Tanaka’s project has several components. Aside from atriplex, SATREPS researchers are planting crops like sorghum, mung bean, and amaranth in test plots to learn which can best survive in dry, saline soil. So far, they’ve developed promising varieties of winter wheat and barley.
They’re also collecting satellite data to measure precipitation, solar radiation, and soil moisture in the Aral region, which can be used to help farmers decide which crops to plant or when to irrigate them. This kind of real-time analysis, known as precision agriculture, is already widely used in Japan. Tanaka hopes that by providing the data for free starting next year, the SATREPS project can help companies and government agencies develop tools for farmers to use when planning out their irrigation strategies.
SATREPS’ partners are also running their own experiments. The Karakalpak Institute of Agriculture and Agrotechnology has been testing different irrigation methods, such as drip systems that deliver water to specific plants, to see which technology uses water most efficiently. And the International Innovation Center for Aral Sea Basin, a government agency in the region, is growing hardy plants in soil collected from the former lakebed.
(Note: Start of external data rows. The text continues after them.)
PR #3140, opened 2022-09-08
build: uses setup-go@v3 to simplify cache config

codefromthecrypt:
This updates to setup-go@v3 which is the only updated version (v2 last
updated in feb), and employs its cache to simplify workflow
configuration.

Notably, we can't do this for Alpine until https://github.com/tinygo-org/tinygo/issues/3146

### DIFF
--- a/.github/workflows/linux.yml
+++ b/.github/workflows/linux.yml
@@ -34,6 +34,7 @@ jobs:
         with:
           submodules: true
       - name: Install Go
+        # TODO: v2 until https://github.com/tinygo-org/tinygo/issues/3146
         uses: actions/setup-go@v2
         with:
           go-version: '1.18.1'
@@ -121,9 +122,10 @@ jobs:
       - name: Checkout
         uses: actions/checkout@v2
       - name: Install Go
-        uses: actions/setup-go@v2
+        uses: actions/setup-go@v3
         with:
           go-version: '1.18.1'
+          cache: true
       - name: Install wasmtime
         run: |
           curl https://wasmtime.dev/install.sh -sSf | bash
@@ -173,9 +175,10 @@ jobs:
               simavr \
               ninja-build
       - name: Install Go
-        uses: actions/setup-go@v2
+        uses: actions/setup-go@v3
         with:
           go-version: '1.18.1'
+          cache: true
       - name: Install Node.js
         uses: actions/setup-node@v2
         with:
@@ -184,13 +187,6 @@ jobs:
         run: |
           curl https://wasmtime.dev/install.sh -sSf | bash
           echo "$HOME/.wasmtime/bin" >> $GITHUB_PATH
-      - name: Cache Go
-        uses: actions/cache@v3
-        with:
-          key: go-cache-linux-asserts-v1-${{ hashFiles('go.mod') }}
-          path: |
-            ~/.cache/go-build
-            ~/go/pkg/mod
       - name: Cache LLVM source
         uses: actions/cache@v3
         id: cache-llvm-source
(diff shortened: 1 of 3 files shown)


.github/workflows/linux.yml
```diff
@@ -30,22 +30,24 @@ jobs:
...
         run: git config --global --add safe.directory "$GITHUB_WORKSPACE"
       - name: Checkout
-        uses: actions/checkout@v2
+        uses: actions/checkout@v3
         with:
           submodules: true
       - name: Install Go
         uses: actions/setup-go@v2
+        # TODO: with go-version-file and cache
+        # See https://github.com/actions/setup-go/issues/263
```
codefromthecrypt: I'll watch this one and revisit towards whatever end

.github/workflows/linux.yml
```diff
@@ -30,22 +30,24 @@ jobs:
...
         with:
-          go-version: '1.18.1'
+          go-version: '1.18'
```
aykevl: This is better. Apparently, GitHub Actions treats "1.18" as "the latest version of 1.18.x", which is what we want.

aykevl (changes requested):
Thank you for fixing this inconsistency! Unfortunately, it doesn't work in practice because the version number in go.mod specifies the _oldest_ supported version while we should compile with the _newest_ supported version. This is necessary for example when new Go language features are introduced: we want to compile with those new language features.
(Go 1.19 is almost entirely supported - we should fix the last bug and finally switch to it!)

Also, why did you change all these version numbers from v2 to v3? Do they change anything we need? (I don't like updating things just for the sake of updating - it causes noise and may break things unnecessarily).

codefromthecrypt:
@aykevl just so I know how to proceed, maybe I misunderstood you. You think that updating to latest CI versions is not a good idea? I may have misread, but it seems you prefer to use outdated versions?

aykevl:
> You think that updating to latest CI versions is not a good idea? I may have misread, but it seems you prefer to use outdated versions?

If there are any improvements, sure. But if there is no practical improvement, I'm not so sure.
I'm also not much against it. If you want to change it, I'd prefer this in a separate PR or at least separate commit so this PR becomes easier to review. (In this case it's not too much of a problem but I prefer independent changes to go in separate commits).

codefromthecrypt:
ok I don't mind getting my commit count higher :D generally, I prefer to update as then you find the bugs before you *must* update. Finding things out late makes for unnecessary emergencies.

back to the version, if we want to control separately, we can make a file that "1.18" in it https://github.com/actions/setup-go/blob/268d8c0ca0432bb2cf416faae41297df9d262d7f/src/installer.ts#L316-L325

should I make a file named .go-version? That way it is centralized and not required to be the same as go.mod. Just we have to remember to update it. wdyt?

codefromthecrypt:
spun out actions/cache bump here. https://github.com/tinygo-org/tinygo/pull/3141
I'll spin another out to be consistent on latest go version 1.18
then, we can get back to this (how to centralize it)

aykevl:
To be honest, I'm not sure centralizing the version number helps. I've never found it burdensome to update the version number by hand (it's something is usually done by me, and it only happens twice a year), and in fact it can be very useful to do it manually as there are sometimes issues on particular platforms. For example, IIRC we had a case where Windows couldn't use the latest Go version so we delayed it for a bit. This is harder with a centralized version number.

That said, using the latest patch version of Go is definitely a good idea so we get all the latest bug fixes.

codefromthecrypt:
I think at least we can centralize it per file. I've done that before and can raise a PR for review

codefromthecrypt:
I'll switch this one to a partial upgrade to actions/setup-go@v3 noting the gap https://github.com/tinygo-org/tinygo/issues/3146 which is a bit of a time bomb, but we have time.

codefromthecrypt:
@aykevl PTAL I reduced this to only updating the setup-go action to the currently maintained one, except where we can't. I left the go versions alone as that's being done in #3143

deadprogram (approved):
Thanks for the updates/simplifications @codefromthecrypt

PR #3141, opened 2022-09-08
build: updates to actions/cache@v3

codefromthecrypt:
v2 has bugs and hasn't had a release since last November.

See https://github.com/actions/cache/releases


aykevl (approved):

This data isn’t just useful for agriculture.
A devastating sandstorm in 2018, which destroyed crops and killed livestock on a scale not seen before, was a wakeup call for the region, said Bakhytzhan Khabibullaev, the center’s director. Uzbekistan’s government began a strategy to plant saxaul, a halophyte that is native to the area, in the dry lakebed to hold down the soil and combat dust and salt storms.
But researchers caution against the idea that the Aral Sea can ever be “saved,” or returned to its former state. Instead, scientists are focusing on new forms of agriculture and industries that can help local communities adapt to the changes that have taken place, as well as those still to come.
“It’s been 50 years” since the Aral Sea began to retreat, says Temur Khujanazarov, a researcher at Kyoto University who works with Toderich and Tanaka to study the potential of halophyte agriculture in the Aral Sea region. Rather than waiting for it to come back, he says, “we have to move on. We have to look toward the future.”